More
years ago, than I care to remember, my father wanted to take the family to the
once famous and now long shuttered Palisades Amusement Park in New Jersey for a
Saturday outing. My mother however being a lifelong lover of the outdoors wanted
to travel up to farm country for an extended nature hike, while my brother and
I suggested a day at one of the local beaches.
Needless
to say, our opinion carried extremely little weight, while my father and mother
“discussed” which venue would occupy our day. Eventually my mother relented and
shortly thereafter we found ourselves crossing the George Washington Bridge to
New Jersey.
As
luck would have it, my sibling and I got nauseous on the rides, requiring
multiple bottles of ginger ale from the concession stands and before we would
change into our suits to romp in what was then billed as the world’s largest
salt-water pool, it began to rain. I do not think my parents exchanged a half
dozen words over the next week.
If
nothing else, this unfortunate vignette illustrates the importance of everyone being
on the same proverbial page. And perhaps that axiom is no more critical than
when a multi-partner CPA firm is contemplating a merger. There have been
countless articles and webinars centering on how vital the concept of partner
unity but until you witness it up close and personal any appreciation is
somewhat diluted.
Case in point. We are currently working with a five-partner firm in the Northeast with no succession plan and little evidence on their bench of someone capable of taking over once the older partners begin their exodus. So, I began the painstaking process of introducing them to a number of potential successor firms – seven to be exact, all capable of easily absorbing their practice and filling the void in capacity of any of the retiring owners.
Once
the meetings began it was turning the time machine back to 1967 and Palisades
Park.
Two
of the partners liked firms A & B, while another pair preferred C & D.

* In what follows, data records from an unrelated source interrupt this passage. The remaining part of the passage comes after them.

PR #1030, opened 2026-03-25
perf: narrow runtime/bootstrap loading in warp ui

paulbalaji:
## Summary

- rebased on latest `main`
- updated to released packages:
  - `@hyperlane-xyz/registry@24.3.0`
  - `@hyperlane-xyz/sdk@33.0.2`
  - `@hyperlane-xyz/utils@33.0.2`
  - `@hyperlane-xyz/widgets@33.0.2`
- uses the released widgets follow-ups from `hyperlane-xyz/hyperlane-monorepo#8584` and `hyperlane-xyz/hyperlane-monorepo#8587`
- keeps the perf layer reviewable: lighter package surfaces, deferred wallet-provider mount, narrower bootstrap/runtime split

## What changed

1. move Warp UI off fat monorepo root surfaces where lighter subpaths exist
2. keep wallet providers behind a client-only boundary in `_app`
3. split bootstrap/read state from heavier runtime state
4. keep the runtime bridge explicit instead of leaking provider/runtime setup through general app code
5. narrow hot-path wallet address lookup and balance reads without forcing all-VM wrappers back into the initial graph
6. use released widgets helpers/subpaths where they now exist (`walletAddresses`, `animations/Skeleton`)

## Canonical local benchmark

Measured serially, one build at a time, from fresh temp worktrees with:
- `pnpm install`
- `pnpm clean`
- `/usr/bin/time -p pnpm build`

| State | Build time | Compile time | `.next` total | `.next/static/chunks` | static chunk JS bytes | `.next/server` |
| --- | ---: | ---: | ---: | ---: | ---: | ---: |
| current `main` (`585e45d2`) | `82.70s` | `65s` | `1,866,176 KB` | `315,616 KB` | `322,096,773` | `304,436 KB` |
| this branch (`6787ac55`) | `57.48s` | `51s` | `1,883,412 KB` | `150,224 KB` | `152,526,813` | `409,296 KB` |

Interpretation:
- materially better than latest `main` on clean local build time
- static client chunk JS is much smaller than `main`
- `.next/server` is materially larger than `main`
- overall `.next` total is slightly larger than `main`

## Validation

- [x] `pnpm typecheck`
- [x] `pnpm lint`
- [x] `pnpm build`

## Follow-ups

- stacked regression coverage for route-token/wallet-flow correctness: `#1061`
- if we want broader wallet-flow confidence next, the right follow-up is deterministic mocked-wallet coverage plus a very small Synpress MetaMask smoke layer, not widening this PR further

## Remaining work

- biggest remaining cost is still default-route/runtime exposure through the runtime bridge, not submit-time transfer code
- next meaningful follow-up would be more aggressive metadata-first/default-route runtime separation, not more small import reshuffles

---

> [!NOTE]
> **Medium Risk**
> Moderate risk due to significant changes in core state initialization/hydration and explicit lazy runtime gating across transfer/fee/balance paths; failures could surface as runtime-not-ready errors or incorrect token/address lookups.
> 
> **Overview**
> **Introduces an explicit bootstrap vs runtime split for Warp context**: `store.ts` is refactored to hydrate a minimal context first (`multiProvider` + metadata-derived token graph), then lazily load the heavier runtime (`WarpCore`, protocol provider builders) via new `storeInit.ts`/`storeRuntime.ts` and `ensureWarpRuntime()`.
> 
> **Reduces eager dependencies and improves retryability of lazy loaders** by adding `sdkRuntime.ts`/`sdkTokenRuntime.ts` promise caches that clear on rejection, and by switching many `@hyperlane-xyz/sdk`/`@hyperlane-xyz/widgets` imports to narrower subpaths.
> 
> **Updates transfer/balance/wallet flows to work with the lazy runtime**: read-only views use `useReadyWarpCore`/`routeTokens`, async actions (validation, submit, fee quotes, approvals, transfers) explicitly call `ensureWarpRuntime()`, and EVM balance reads can bypass SDK token fetchers using direct `wagmi` balance queries with chain-aware address normalization.
> 
> **Config/build changes**: adds `@provablehq/sdk` + `@provablehq/wasm`, marks them as `serverExternalPackages`, updates Next route typings import path, and adds new wallet provider composition in `WalletProviders`.
> 
> <sup>Reviewed by [Cursor Bugbot](https://cursor.com/bugbot) for commit 3c2236bd3bedc314ad7efcb72378396b37f029c1. Bugbot is set up for automated code reviews on this repo. Configure [here](https://www.cursor.com/dashboard/bugbot).</sup>


next-env.d.ts
```diff
@@ -1,6 +1,6 @@
 /// <reference types="next" />
 /// <reference types="next/image-types/global" />
-/// <reference path="./.next/types/routes.d.ts" />
+import "./.next/types/routes.d.ts";
```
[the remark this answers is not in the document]
paulbalaji: I checked this on the current `#1030` head before changing anything. On this Next 16 line, `pnpm build` regenerates `next-env.d.ts` back to the same `import "./.next/types/routes.d.ts";` form, and the worktree stays clean afterward. So while the general warning is fair, reverting it here would just churn back on the next build. I left it as-is to match the generator output on this branch.

src/features/chains/ChainFilterPanel.tsx
```diff
@@ -1,13 +1,11 @@
-import { ChainName } from '@hyperlane-xyz/sdk';
+import type { ChainName } from '@hyperlane-xyz/sdk/types';
```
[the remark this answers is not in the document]
paulbalaji: Checked this against the current branch and left it as-is. These `ChainName` comments are style-only, and the current review set is internally inconsistent: some comments ask to remove explicit imports in favor of `src/global.d.ts`, while another asks to delete the global declaration and keep explicit imports. I’m avoiding churn until we make one repo-wide decision on type source of truth.

src/features/chains/ChainList.tsx
```diff
@@ -1,5 +1,5 @@
-import { ChainName } from '@hyperlane-xyz/sdk';
-import { PencilIcon } from '@hyperlane-xyz/widgets';
+import type { ChainName } from '@hyperlane-xyz/sdk/types';
```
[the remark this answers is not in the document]
paulbalaji: Same reasoning here: no functional issue, only type-source style. I’m not changing individual files piecemeal while the current review set conflicts on whether `ChainName` should come from globals or explicit imports. Better handled as one repo-wide cleanup, not in this perf PR.

src/features/chains/MobileChainQuickSelect.tsx
```diff
@@ -1,4 +1,4 @@
-import { ChainName } from '@hyperlane-xyz/sdk';
+import type { ChainName } from '@hyperlane-xyz/sdk/types';
```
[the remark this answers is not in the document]
paulbalaji: I checked this and intentionally did not remove the global declaration in this PR. That would be a repo-wide typing migration, not a local perf/correctness fix, and it conflicts with the other CodeRabbit comments on this same PR that ask to remove explicit imports and rely on `src/global.d.ts`. Leaving the current type setup unchanged is the least-churn option here.

src/features/tokens/TokenListPanel.tsx
```diff
@@ -1,4 +1,5 @@
-import { ChainName, Token } from '@hyperlane-xyz/sdk';
+import type { Token } from '@hyperlane-xyz/sdk/token/Token';
+import type { ChainName } from '@hyperlane-xyz/sdk/types';
```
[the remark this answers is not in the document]
paulbalaji: Checked; left unchanged for the same reason as the other `ChainName` comments. This is style-only, not a correctness or perf issue, and the current review set is contradictory on whether globals or explicit imports are the canonical source.

src/features/wallet/SideBarMenu.tsx
```diff
@@ -1,6 +1,9 @@
-import type { ChainName } from '@hyperlane-xyz/sdk';
+import type { ChainName } from '@hyperlane-xyz/sdk/types';
```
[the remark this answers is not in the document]
paulbalaji: Checked and intentionally left as-is. This is not a functional issue, and I don’t want to mix a repo-wide typing-style cleanup into this PR while the current comments disagree on the target convention.

src/features/messages/useMergedTransferHistory.ts
```diff
@@ -1,10 +1,12 @@
-import type { ChainName, MultiProtocolProvider, WarpCore } from '@hyperlane-xyz/sdk';
+import type { MultiProviderAdapter as MultiProtocolProvider } from '@hyperlane-xyz/sdk/providers/MultiProviderAdapter';
+import type { IToken } from '@hyperlane-xyz/sdk/token/IToken';
+import type { ChainName } from '@hyperlane-xyz/sdk/types';
```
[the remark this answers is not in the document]
paulbalaji: Checked; same call as the other `ChainName` threads. This is style-only and not a correctness/perf issue. I’m intentionally not doing piecemeal import churn here while the review set is inconsistent about whether globals or explicit imports are the canonical source.

paulbalaji:
Follow-up from Jason’s Slack review, now checked against the branch.

I pushed one real fix in `99fb92f2`:
- the recipient/sender smart-contract check in `TransferTokenForm` was using the current store `multiProvider`, which can still be metadata-only on this branch
- that means `isSmartContract()` could call `getViemProvider(...)` before the runtime-backed provider existed and fail noisily
- it now awaits `ensureWarpRuntime()` first and runs the contract check against the runtime-backed provider instead

On the other two points:
- the extra wallet-address glue in `balances/hooks.ts` is intentional. It replaced the heavier all-VM `multiProtocol` hot-path lookup with narrower protocol-specific hooks. So yes, there is more app-local coordination code now, but it exists to avoid paying the old generic wrapper path on the default route.
- the reusable part of that address-helper shape is now being upstreamed in `hyperlane-xyz/hyperlane-monorepo#8584`, so this should not need to stay app-local permanently
- `useDirectEvmBalance()` is intentionally EVM-only. EVM has a cheap direct wagmi balance path; the other VMs do not have an equivalent lightweight hook already wired into this app, so they still use the generic SDK balance path. This is not saying other VMs are unimportant, only that EVM was the first protocol where a clear lower-cost fast path already existed.

So current state is:
- smart-contract warning path: fixed
- wallet glue: deliberate hot-path tradeoff, with reusable helper follow-up now in `hyperlane-xyz/hyperlane-monorepo#8584`
- direct balance fast path: EVM-only by design for now

src/features/balances/hooks.ts
```diff
@@ -103,17 +127,129 @@ export function useEvmWalletBalance(
...
 /** Returns a Map<ProtocolType, string> of all connected wallet addresses. */
 function useWalletAddresses(multiProvider: MultiProtocolProvider): Map<ProtocolType, string> {
-  const evmAddress = useEthereumAccount(multiProvider).addresses[0]?.address;
-  const solanaAddress = useSolanaAccount(multiProvider).addresses[0]?.address;
+  const walletAddresses = useDirectWalletAddresses(multiProvider);
 
   return useMemo(() => {
     const map = new Map<ProtocolType, string>();
+    const evmAddress = getAddressForChain(walletAddresses.get(ProtocolType.Ethereum));
+    const solanaAddress = getAddressForChain(walletAddresses.get(ProtocolType.Sealevel));
```
Xaroz: feels like we are adding an extra layer instead of just calling useEthereumAccount/useSolanaAccount now we would have to call useDirectWalletAddress, create a map, and then call getAddressForChain and pass the protocol type

src/features/balances/hooks.ts
```diff
@@ -36,13 +49,23 @@ export function useBalance(chain?: ChainName, token?: IToken, address?: Address)
...
-  useToastError(error, 'Error fetching balance');
+  useToastError(directEvmBalance.error ?? error, 'Error fetching balance');
+
+  if (directEvmBalance.isEnabled) {
+    return {
+      isLoading: directEvmBalance.isLoading,
+      isError: directEvmBalance.isError,
+      balance: directEvmBalance.balance,
+    };
+  }
```
Xaroz, line 79: why do we need to do this and would this be required for every other VMs?

Xaroz: I guess my point is more like with the these new updates we need to individually declare more stuff instead of having the functions pick the correct protocol to use and that introduces overhead and I am not sure if the bundle size reduction compensates for this

src/features/balances/hooks.ts
paulbalaji: Agreed. I flattened this in `692d1c9e`.

I removed the `useDirectWalletAddresses(...)` + intermediate `Map` from the hot path. `useWalletAddressForChain(...)` now reads the protocol-specific wallet hooks directly and switches once at the callsite, and `useWalletAddresses(...)` now only reads the EVM/Solana hooks it actually needs.

So the protocol-scoped behavior stays, but the extra local layer is gone.

src/features/balances/hooks.ts
paulbalaji: This one is only for the EVM fast path.

The early return is there so that once wagmi can answer the balance directly, we do not also run the generic SDK `token.getBalance(multiProvider, ...)` query in parallel and then surface the wrong loading/error state from the slower path.

It is not something we need to copy to every VM. EVM already has a cheap direct balance source in wagmi, so it is worth specializing. The other VMs still stay on the generic SDK balance path until there is an equivalent lightweight direct hook worth using.

On the broader overhead point: I agree we should avoid adding local glue unless it buys us something. That is why I flattened the address-selection layer in `692d1c9e` rather than keeping the extra map indirection.

src/features/hyperlane/sdkRuntime.ts
```diff
@@ -0,0 +1,135 @@
...
+import type { ChainMap } from '@hyperlane-xyz/sdk/types';
+import { type KnownProtocolType, ProtocolType } from '@hyperlane-xyz/utils';
+
+type RuntimeMultiProvider = MultiProviderAdapter<{ mailbox?: string }>;
+
+type SdkRuntime = {
+  createMultiProvider: (
+    chainMetadata: ChainMap<ChainMetadata<{ mailbox?: string }>>,
+  ) => RuntimeMultiProvider;
+  WarpCore: typeof import('@hyperlane-xyz/sdk/warp/WarpCore').WarpCore;
```
Xaroz: rename to `warpCore`?

src/features/hyperlane/sdkRuntime.ts
```diff
@@ -0,0 +1,135 @@
...
+      ) {
+        return (urls, network) => ({
+          type: ProviderType.EthersV5,
+          provider: defaultTronEthersProviderBuilder(urls, network),
+        });
+      }
+
+      return this.providerBuilders[type];
+    }
+  }
```
Xaroz, line 75: move this class out of the function

src/features/hyperlane/sdkTokenRuntime.ts
```diff
@@ -0,0 +1,13 @@
+type TokenClass = typeof import('@hyperlane-xyz/sdk/token/Token').Token;
+
+let tokenPromise: Promise<TokenClass> | undefined;
+
+export function getSdkToken(): Promise<TokenClass> {
```
Xaroz, line 5: this feels a bit iffy, wouldn't it try to load the token each time this gets called and this seems more error prone than just having the token

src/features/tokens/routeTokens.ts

One like three of five possible successors while another dismissed them all and
wanted to meet more practices.
So,
I had to sit them down and have a come to Jesus moment – virtually of course. I
explained to them that they were fast approaching what is commonly referred to
as “paralysis by analysis.” The more firms they meet, the more confused and
divided they would ultimately become. I probably committed a form of blasphemy
by suggesting that the older partners with a one-or-two-year timeline should
have the least amount of input since they would not be the ones hanging around,
while the younger owners who sought to be equity owners in a merged firm should
have the majority vote.
The
ensuing silence spoke volumes.
We
all agreed to resume discussions after May 17th, but something tells
me, it will be the stomach churning rides and salt-water pool all over again.